The show worked hard to be inclusive at a level rarely seen in the early ‘90s; the Midnight Society included a diverse group of actors, as did the stories themselves— in fact, it was actually nominated for an NAACP Image Award in 1996. The show’s mission toward exploring a broad array of experiences also extended beyond the camera; in the first season alone, says MacHale, half of the scripts focused on female characters and were written by female writers.  “We wanted to depict a wide variety of stories, characters, and situations. It was all about diversity,” says MacHale. “We didn't play to stereotypes.”

MacHale now works as a YA novelist ("I can just sit in my cave and be creative.”). He’s the author of the New York Times bestselling Pendragon series, and says that in his books, “the strongest characters are the girls.” Reflecting on the lasting legacy of Are You Afraid of the Dark?, he notes, “I can't say for certain that there has been any hugely dramatic influence on our culture. But I'd like to believe that by depicting kids taking charge of difficult situations, it opened up kid-viewers to the idea that they aren't powerless in their own lives.”

Today, girls who feel the allure of ghosts and gore don’t have to worry that the world of horror doesn’t want them — from Monster High to Hotel Transylvania to the Disney Channel’s Vampirina, horror culture now opens its arms to young girls as well as boys, says Kate Hagen, director of community at screenwriting site the Blacklist and creator of the site’s 31 Days of Feminist Horror Films. “It definitely feels like there's been sort of a reckoning, like, ‘Hey, little girls love this stuff, too!'”

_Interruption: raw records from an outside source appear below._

Issue #29, opened 2018-12-14
Add telemetry events for relevant actions in the extension


sandysage:
As the product owner, I want to know how users engage with the app to help inform decisions for future effort, while making sure users have control over whether or not their usage data is submitted.

## Acceptance criteria

* All events should send Telemetry event data defined by the Mozilla product, data science, and legal teams
* The user should be able to disable usage data collection (Telemetry) via a setting

sandysage:
I think this probably starts as modifying [the existing metrics.md](https://github.com/mozilla-lockbox/lockbox-addon/blob/master/docs/metrics.md).

6a68:
Implementation will be straightforward: the telemetry API exposes everything we need. Most of the work in this bug will be the legal & data reviews.

6a68:
> Most of the work in this bug will be the legal & data reviews.

🤣

Issue #5, opened 2018-11-29
Use Telemetry WebExtension API (privileged)


sandysage:
As the product owner, I want to know how users engage with the extension to help inform decisions for future effort, while making sure users have control over whether or not their usage data is submitted.

## Acceptance criteria
* All events should send Telemetry event data defined by the Mozilla product, data science, and legal teams
* The user should be able to disable usage data collection (Telemetry) via a setting
* Should use the new Telemetry API as it's necessary to function post Firefox 64

linuxwolf:
This _should_ be done as part of migrating to this repo, but need to confirm.

6a68:
This was done as part of #29

PR #82, opened 2019-02-19
edit metrics doc

irrationalagent:
Connected to https://github.com/mozilla-lockbox/lockbox-addon/issues/29 and https://github.com/mozilla-lockbox/lockbox-addon/issues/5

## Testing and Review Notes

These are the metrics I'm proposing for the first iteration of the addon. 

I based the event schemas on the [invision designs](https://mozilla.invisionapp.com/share/ENOL84959AK#/screens/339614512). If there's other nomenclature that is better compatible with what's in the code, I'm fine with that.

Also, note that a couple of scalars that I proposed might pose technical hurdles. Happy to talk about that. 

I also left out the monitor bits for now.

### DIFF
--- a/docs/metrics.md
+++ b/docs/metrics.md
@@ -79,7 +79,7 @@ Services.telemetry.registerEvents("event_category", {
 For our purposes, we will use the `extra` field for a few purposes:
 
 - To log the UUID of the item that has been added or changed (e.g. `"item_id": UUID`)
-- To log the fields that are modified when an item is updated in the datastore (e.g. `"fields": "username,passsword,address"` (because the value has to be a string we will have to concat the fields that were updated somehow)
+- To log the fields that are modified when an item is updated in the datastore (e.g. `"fields": "username,passsword,hostname"` (because the value has to be a string we will have to concat the fields that were updated somehow)
 
 Once an event is registered, we can record it with:
 
@@ -131,9 +131,9 @@ All events are currently implemented under the **category: lockbox-addon**. The 
 
 1. `startup` fires when the webextension is loaded. **objects**: webextension. Note that this event fires whenever the browser is started, so is not indicative of direct user interaction with Lockbox. **value** is null.
 
-2. `click` fires when someone clicks on one of the UI elements listed **objects**: `toolbar`, `get_mobile`, `faq`, `account_settings`, `give_feedback`, `settings_menu` (or whatever the menu is that contains links to account settings, faq, etc). **value** is null.
+2. `click` fires when someone clicks on one of the UI elements listed **objects**: `toolbar`, `get_mobile`, `faq`, `account_settings`, `give_feedback`, `settings_menu`, `reconnect_sync`, `signin_sync` (or whatever the menu is that contains links to account settings, faq, etc). **value** is null.
 
-3. `show` events fire when various UI elements are rendered shown to the user. **objects**: `item_list_manager`, `item_list_doorhanger`, `item_detail_doorhanger` `item_detail_manager`, `new_item`, `item_edit`, `delete_confirm`, `connect_another_device`, `reconnect_sync` **value** should be a boolean for `item_list_*` events indicating whether any logins are in the login list (e.g. `False` if the list is empty).
+3. `show` events fire when various UI elements are rendered shown to the user. **objects**: `item_list_manager`, `item_list_doorhanger`, `item_detail_doorhanger` `item_detail_manager`, `new_item`, `item_edit`, `delete_confirm`, `connect_another_device` (referring to the dialog displayed after a user clicks on the button to learn about the mobile apps) **value** should be a boolean for `item_list_*` events indicating whether any logins are in the login list (e.g. `False` if the list is empty).
 
 4. `item_add`, `item_update`, `item_delete` fire after a successful adding, editing or deleting of a credential. **objects**: manager, doorhanger (contingent on where the user initiated the action). item GUID should be in the extra field. **value** is null
 
--- a/docs/metrics.md
+++ b/docs/metrics.md
@@ -62,13 +62,13 @@ The events that we will record will conform to the structure expected by the tel
 The API takes care of the timestamp for us. We just need to define `category`, `method`, `object` and `extra` (`value` is optional and we won't use it).
 
 
-Events are defined by **registering** them using a call to `Services.telemetry.registerEvents(category, eventData)`.
+Events are defined by **registering** them using a call to `browser.telemetry.registerEvents(category, eventData)`.
 
 Here's a breakdown of how a to register a typical event:
 
 
 ```javascript
-Services.telemetry.registerEvents("event_category", {
+browser.telemetry.registerEvents("event_category", {
     "event_name": {
         methods: ["click", ... ], // types of events that can occur
         objects: ["a_button", ... ], // objects event can occur on
@@ -83,7 +83,7 @@ For our purposes, we will use the `extra` field for a few purposes:
 
 Once an event is registered, we can record it with:
 
-`Services.telemetry.recordEvent(category, method, object, value, extra)`
+`browser.telemetry.recordEvent(category, method, object, value, extra)`
 
 Note: The semantics of `value` is contingent on the event being recorded, see list below.
 
@@ -94,9 +94,9 @@ See the Events section for specific examples of event registration and recording
 We use the js api for scalar recording as well. Here registration happens with the following syntax:
 
 ```javascript
-Services.telemetry.registerScalars(category, {
+browser.telemetry.registerScalars(category, {
 	"scalar_name": {
-		kind: services.Telemetry.SCALAR_TYPE_COUNT, // SCALAR_TYPE_COUNT, SCALAR_TYPE_BOOLEAN. or SCALAR_TYPE_STRING
+		kind: browser.Telemetry.SCALAR_TYPE_COUNT, // SCALAR_TYPE_COUNT, SCALAR_TYPE_BOOLEAN. or SCALAR_TYPE_STRING
 		keyed: false,
 		record_on_release: false, // NEEDS TO BE SET TO RECORD ON RELEASE CHANNEL
 		expired: false,
@@ -105,7 +105,7 @@ Services.telemetry.registerScalars(category, {
 We set scalar values in the following way:
 
 ```javascript
-Services.telemetry.scalarSet(
+browser.telemetry.scalarSet(
 	"category.scalar_name", value
 );
 ```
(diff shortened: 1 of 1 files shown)


docs/metrics.md
```diff
@@ -124,39 +109,44 @@ Services.telemetry.scalarSet(
...
 We can also use `scalarAdd` to increment a scalar value by some amount.
 
 ## Scalar Metrics
 
-These are the metrics we currently collect regarding the state of user datastores.
+These are the metrics we currently collect regarding the state of the user's login storage.
+
+- `loginCount` (SCALAR_TYPE_COUNT). Current count of the number of items in the user's login storage. If possible, this scalar should be set upon opening either the doorhanger or full extension interface.
+
+- `loginsAccessedAllTime` (SCALAR_TYPE_COUNT). Running total of logins accessed (copied, revealed) through the extension interface or doorhanger. Should never be reset.
```
linuxwolf: it's not clear to me, from the interface descriptions, how possible either this or `loginsAccessed` is from the Telemetry WebExtension API.  One of them definitely is, but it's not clear which; not clear how much effort it will take to have both.

linuxwolf:
Would still very much want to get @6a68 thoughts.

docs/metrics.md
```diff
@@ -94,13 +79,13 @@ Services.telemetry.registerEvents("event_category", {
 For our purposes, we will use the `extra` field for a few purposes:
 
 - To log the UUID of the item that has been added or changed (e.g. `"item_id": UUID`)
-- To log the fields that are modified when an item is updated in the datastore (e.g. `"fields": "password,notes"`  (because the value has to be a string we will have to concat the fields that were updated somehow)
+- To log the fields that are modified when an item is updated in the datastore (e.g. `"fields": "username,passsword,address"` (because the value has to be a string we will have to concat the fields that were updated somehow)
```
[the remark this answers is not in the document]
irrationalagent: yes, I should change it to `hostname`

docs/metrics.md
```diff
@@ -124,39 +109,44 @@ Services.telemetry.scalarSet(
...
+e.g. `lockbox-addon.loginCount` for the scalar name.
 
 We can also use `scalarAdd` to increment a scalar value by some amount.
 
 ## Scalar Metrics
 
-These are the metrics we currently collect regarding the state of user datastores.
+These are the metrics we currently collect regarding the state of the user's login storage.
+
+- `loginCount` (SCALAR_TYPE_COUNT). Current count of the number of items in the user's login storage. If possible, this scalar should be set upon opening either the doorhanger or full extension interface.
```
6a68: We can definitely trigger this ping when the user opens the doorhanger or loads the management page.

Would it also be useful to check this value if the user doesn't interact with Lockbox? For instance, we could check this value at browser startup, or periodically (whenever Firefox is open).

docs/metrics.md
```diff
@@ -1,71 +1,57 @@
...
 
 ## Collection
 
-At this point, all measurements related to Lockbox will be made client-side. However, future releases will give users the option to sync their Lockbox data via an FxA account, at which point additional measurements will be logged server-side through the FxA data pipeline. We are not directly responsible for the measurements made through that mechanism.
-
-For our internal alpha release, we will be making use of the public JavaScript API that allows recording and sending of event data and scalar data through an add-on. The API is documented here:
-
-https://firefox-source-docs.mozilla.org/toolkit/components/telemetry/telemetry/collection/events.html#the-api
+To record Telemetry we will be making use of the public JavaScript API that allows recording and sending of [events](https://firefox-source-docs.mozilla.org/toolkit/components/telemetry/telemetry/collection/events.html#public-js-api) and [scalar measurements](https://firefox-source-docs.mozilla.org/toolkit/components/telemetry/telemetry/collection/scalars.html#js-api) through a webextension.
```
6a68: About the use of the term 'public' here: the telemetry API is only exposed to Mozilla addons; 'Mozilla privileged' might be more accurate.

docs/metrics.md
6a68: I'm pretty sure that `scalarAdd` increments a per-browsing session counter, so `loginsAccessedAllTime` would require saving the all-time count in webextension browser storage (not that hard to do).

docs/metrics.md
```diff
@@ -124,39 +109,44 @@ Services.telemetry.scalarSet(
...
 ## Scalar Metrics
 
-These are the metrics we currently collect regarding the state of user datastores.
+These are the metrics we currently collect regarding the state of the user's login storage.
+
+- `loginCount` (SCALAR_TYPE_COUNT). Current count of the number of items in the user's login storage. If possible, this scalar should be set upon opening either the doorhanger or full extension interface.
+
+- `loginsAccessedAllTime` (SCALAR_TYPE_COUNT). Running total of logins accessed (copied, revealed) through the extension interface or doorhanger. Should never be reset.
+
+- `loginsAccessed` (SCALAR_TYPE_COUNT). Total of logins accessed (copied, revealed) since last ping through the extension interface or doorhanger. TODO: in native code scalars are automatically reset when a new ping is cut. Will that happen for us?
```
6a68: This should be easy on a per-session basis.

I believe the pings should be reset the same way as native code, since the `browser.telemetry` APIs are just a passthrough to the `Services.telemetry` APIs. @georgf might know for sure.

docs/metrics.md
```diff
@@ -124,39 +109,44 @@ Services.telemetry.scalarSet(
...
 
-2. `iconClick` fires when someone clicks the toolbar icon. **objects**: toolbar
+3. `show` events fire when various UI elements are rendered shown to the user. **objects**: `item_list_manager`, `item_list_doorhanger`, `item_detail_doorhanger` `item_detail_manager`, `new_item`, `item_edit`, `delete_confirm`, `connect_another_device` (referring to the dialog displayed after a user clicks on the button to learn about the mobile apps) **value** should be a boolean for `item_list_*` events indicating whether any logins are in the login list (e.g. `False` if the list is empty).
 
-3. `render` events fire when the item manager or doorhanger (when implemented) are rendered. **objects**: manage, doorhanger
+4. `item_add`, `item_update`, `item_delete` fire after a successful adding, editing or deleting of a credential. **objects**: manager, doorhanger (contingent on where the user initiated the action). item GUID should be in the extra field. **value** is null
```
6a68: Item GUID might be a privacy concern, since it's unique to a specific login owned by a specific user. Would we want to hash this value before submitting?

docs/metrics.md
```diff
@@ -124,39 +109,44 @@ Services.telemetry.scalarSet(
...
 
-All events are currently implemented under the **category: lockboxV2**. The `extra` field contains `itemid` for events pertaining to a particular Lockbox item. They are listed and grouped together below based on the contents of the event's `method` field.
+1. `startup` fires when the webextension is loaded. **objects**: webextension. Note that this event fires whenever the browser is started, so is not indicative of direct user interaction with Lockbox. **value** is null.
 
-1. `startup` fires when the webextension is loaded. **objects**: webextension. Note that this event fires whenever the browser is started, so is not indicative of direct user interaction with Lockbox.
+2. `click` fires when someone clicks on one of the UI elements listed **objects**: `toolbar`, `get_mobile`, `faq`, `account_settings`, `give_feedback`, `settings_menu`, `reconnect_sync`, `signin_sync` (or whatever the menu is that contains links to account settings, faq, etc). **value** is null.
```
6a68: Do we want a separate event if users do things with the keyboard instead of the mouse? (Accessibility and keyboard-centric power users)

docs/metrics.md
georgf: That’s correct, they reset per ping/subsession.

The semantics for the web extension Telemetry API are the same, it’s just a different way to access them.

docs/metrics.md
linuxwolf: Relaying from an earlier IRL conversation when I asked exactly this: these metrics are also measuring as user's engagement with Lockbox specifically, so it's preferable to limit to triggers specific to interacting with Lockbox.

docs/metrics.md
linuxwolf: I'm curious about the concern.  The value itself is randomly generated (not based on or derived from the login information) from a generic entropy pool (read: not based or derived from the user).  The events are not carrying any other information about the login (e.g., username, hostname, etc) or into what the interaction is concerned (e.g., the webpage's origin).

For some of the measures in this space to have meaning, we'd have to consistently hash the GUID across platforms and instances.

docs/metrics.md
irrationalagent: Yes +1 to Matt, trying to limit pings with extension data to those who are actually using it (makes counting things like "active" users a bit easier).

docs/metrics.md
irrationalagent: Thanks for the clarification Georg. I'm going to remove the All-time scalar for now, this is relatively straightforward to compute on a per-client basis. It also mitigates some of the anonymity issues discussed with Jared.

docs/metrics.md
irrationalagent: For clarification on why I was asking for this, the GUID allows me to answer, e.g., how many UNIQUE entries were edited per user. I also realized that I left this out for the credential access actions, so I added it for those as well.

If there is an alternative way, e.g. set a scalar that's like `uniqueLoginsAccessed` then we could dispense with adding the GUID.

docs/metrics.md
irrationalagent: Good question. I don't see myself utilizing that information, but if it would help engineering to have that data I'm happy to add it. And I should say more broadly, if there is any data that engineering would find useful to collect, we should add that.

docs/metrics.md
linuxwolf: > If there is an alternative way, e.g. set a scalar that's like `uniqueLoginsAccessed` then we could dispense with adding the GUID.

Knowing how users are interacting with their logins has been helpful to prioritize work, so the granularity wherein is helpful if we can keep it.  I'm not sure how reliably we could track a scalar, though, especially across sessions.

irrationalagent: OK. To be clear, the fact that scalars naturally reset on telemetry sessions isn't a concern for me anymore.

6a68: > I'm curious about the concern. The value itself is randomly generated (not based on or derived from the login information) from a generic entropy pool (read: not based or derived from the user). The events are not carrying any other information about the login (e.g., username, hostname, etc) or into what the interaction is concerned (e.g., the webpage's origin).

Good points. Maybe I'm being excessively cautious.

docs/metrics.md
6a68: I guess it's really a question of whether product would find the key vs. click (vs. tap, since some desktops have touch screens...) distinction useful or not.

linuxwolf: @mozilla-lockbox/product is the distinction (click vs tap vs keypress) useful to track?

sandysage: It'd be cool to track but I don't think it's going to give us relevant insights on their own. For now, we probably want to just track that someone did the thing. We can always layer in the distinction at a later time when we have a specific need to identify the methods by which people navigate.

6a68:
Rebased and force-pushed.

The series reboot debuts into a wholly different world. I mean, most kids watching it now have never lived in a world without Buffy or Dana Scully or the desperately-needed critical reclamation of Jennifer’s Body. Today’s ghoulish girls wouldn’t find their jaws on the floor, like I did, after watching “The Tale of the Watcher’s Woods,” and realizing that their fears and pains weren’t trivial; they were the stuff of horror tales. Horror culture has changed vastly and for the better over the past 29 years, and the new Are You Afraid of the Dark? will doubtlessly take on new problems. I’m glad to see that the show, like all our great stories, can be changed and adapted for new generations. But I also hope we never forget the impact of the original series, and how it beamed into people’s houses, a few minutes after Ren & Stimpy, and let young horror fans who didn’t look like the heroes on other shows understand that their stories were worth telling, too.